One curious observation however - a C# gRPC client making a call to the same endpoint on the C# gRPC server hosted in IIS actually works, and interprets the RpcException correctly. The C# client seems smart enough to not mind the empty DATA frame IIS sends.
From these observations, I suspect the issue is either in the ANCM (ASP.NET Core Module) for IIS, or IIS itself. I do know that ASP.NET Core's support in IIS started with out-of-process hosting, which put IIS into the role of a reverse proxy, which are known to modify headers in various different ways.
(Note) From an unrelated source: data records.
PR #193, opened 2020-04-01
Add WiX signing support

### LINKED ISSUE #151: Enable Signing for MSIs
We should sign the MSIs that we are generating for the toolchain.

wjk:
Does what the title says. Note that this is necessarily incomplete. For it to be production-ready, you’ll have to replace the `CertificateThumbprint`, `SignDescription`, and `SignInformationUrl` properties in CodeSigning.props with appropriate values. Then pass `/p:SigningEnabled=true` when building one of the WiX projects to sign all build artifacts as they are created.

Don’t forget to add the imports to `windows-runtime-msm.wixproj` and `windows-icu-msm.wixproj` once #192 is merged, or the merge modules will not be signed.

Fixes #151.

---
This change is [Reviewable](https://reviewable.io/reviews/compnerd/swift-build/193)

### DIFF
--- a/wix/targets/CodeSigning.Tasks.targets
+++ b/wix/targets/CodeSigning.Tasks.targets
@@ -1,0 +1,201 @@
+<Project>
+  <UsingTask TaskName="CheckIfCertificateIsInstalled" TaskFactory="RoslynCodeTaskFactory" AssemblyFile="$(MSBuildToolsPath)\Microsoft.Build.Tasks.Core.dll">
+    <ParameterGroup>
+      <CertificateThumbprint ParameterType="System.String" Required="true" />
+      <CertificateExists ParameterType="System.Boolean" Output="true" />
+      <CertificateStoreLocation ParameterType="System.String" />
+      <CertificateStoreName ParameterType="System.String" />
+    </ParameterGroup>
+
+    <Task>
+      <Using Namespace="System.Security.Cryptography.X509Certificates" />
+      <Code Type="Fragment" Language="cs">
+        <![CDATA[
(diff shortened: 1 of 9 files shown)


compnerd:
Is there a way to simply give the installer a signing certificate rather than having to embed the thumbprint and everything?  The Azure setup has the secrets to sign the binary (its a sign tool compatible PKCS).

wjk:
The thumbprint is not actually embedded; it is given to signtool.exe so it can locate the correct certificate (as several code-signing certificates with private keys can conceivably exist). Please see [the documentation for signtool.exe](https://docs.microsoft.com/en-us/windows/win32/seccrypto/signtool). If you scroll down to the description of the `/sha1` flag,

compnerd:
Hmm, is there a reason to build the custom signature handling rather than using `insignia` from WiX?  The PKCS is the same thing that you can generate from the windows tools, its just that I have that stored securely on Azure so that I can sign the macOS build and would like to reuse the certificate for Windows as well.

wjk:
Again, this code is what works for me. I don't use Azure code signing. However, since we override the `Sign*` targets like I have done in this PR, running insignia is not required, as the relevant bits and pieces will be signed _in situ_ as the final product is assembled (before the CAB is added to the MSI, before the MSI is embedded into the bootstrapper, before the bootstrapper is packed into the stub EXE, and so on).

compnerd:
Unfortunately, I don’t think that can work for the toolchain, Microsoft documents that if you have large binaries (like this case), you should use a manifest and sign that.  I’ll try to find the documentation for that on MSDN again.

I don't know how in-process hosting works under the hood, but is there a possibility there's something in either the ACNM or IIS that's merging the HEADER frames?
I did notice that sometimes response headers aren't immediately sent to the client when the server is either in IIS or behind a reverse proxy. They get sent with the first DATA frame that goes from the server to the client. I first noticed this behavior when I put a gRPC server in Kestrel behind YARP reverse proxy in an unrelated project.
Similar thing occurs when the gRPC server is in IIS. I had a client-side streaming endpoint set up. The client sent the initial request, then waited for the response headers before continuing with uploading data. With Kestrel, this worked fine as the response headers arrived immediately after sending them from server-side. However, in IIS, the response headers never physically left the server machine, and I had to turn the client-side streaming endpoint into a bidirectional streaming endpoint, and send an empty message from the server to client in order to force the response headers to be physically sent to the client.
Could this be messing with the headers-only responses, that response headers aren't being sent out immediately, but rather with the first DATA frame, which is why IIS sends out an empty DATA frame when the response is header-only?
Or perhaps we just missed something when configuring IIS for gRPC, and it doesn't work "out-of-the-box"?
Why this matters
The biggest problem with this is that this issue prevents people from using gRPC's exception mechanism to implement features such as sending application-specific error codes or retry-with-backoff mechanisms. Features like these then form the base for implementing a "slots" mechanism to limit the number of clients that are allowed to call a specific endpoint on the server at the same time. This is relevant for scenarios where a large number of clients need to upload vast amounts of data at the same time. In my specific case, this can be thousands of clients with tens of gigabytes of data per client that is to be uploaded to the server (cluster) via gRPC streaming.
My use case has a strong preference for writing the client in C++, as there's a strong need to minimize external dependencies, which can be done by statically linking everything possible. Simply copy the executable to any computer, and it should run. All this while maintaining a manageable executable size (I'm at 12 MB in release configuration).
One could easily argue - just use Kestrel. Sure, but we need enterprise-grade scalability and manageability that currently only IIS can offer.
Microsoft claims IIS supports gRPC. My observation is that its support is broken.
To sum up
- C# gRPC client works with C# gRPC server hosted in IIS (and Kestrel)
- C++ and other gRPC clients do not work with C# gRPC server hosted in IIS (but work with Kestrel)
If this issue isn't resolved, I see only two options:
- Use Kestrel, which isn't ideal for large-scale enterprise deployments
- Write the client in C#, interop with C++ code for critical parts (performance and otherwise), and use Native AOT to statically link to external dependencies such as Sqlite to produce a single executable file in Release configurations. This will almost certainly result in a larger executable file, which I guess is an acceptable trade-off as long as it's not 100+ MB, however architecting a solution like this is a rather big rabbit hole I'd like to avoid if possible. And even then, who said this issue won't pop up in the C# implementation of gRPC in the future?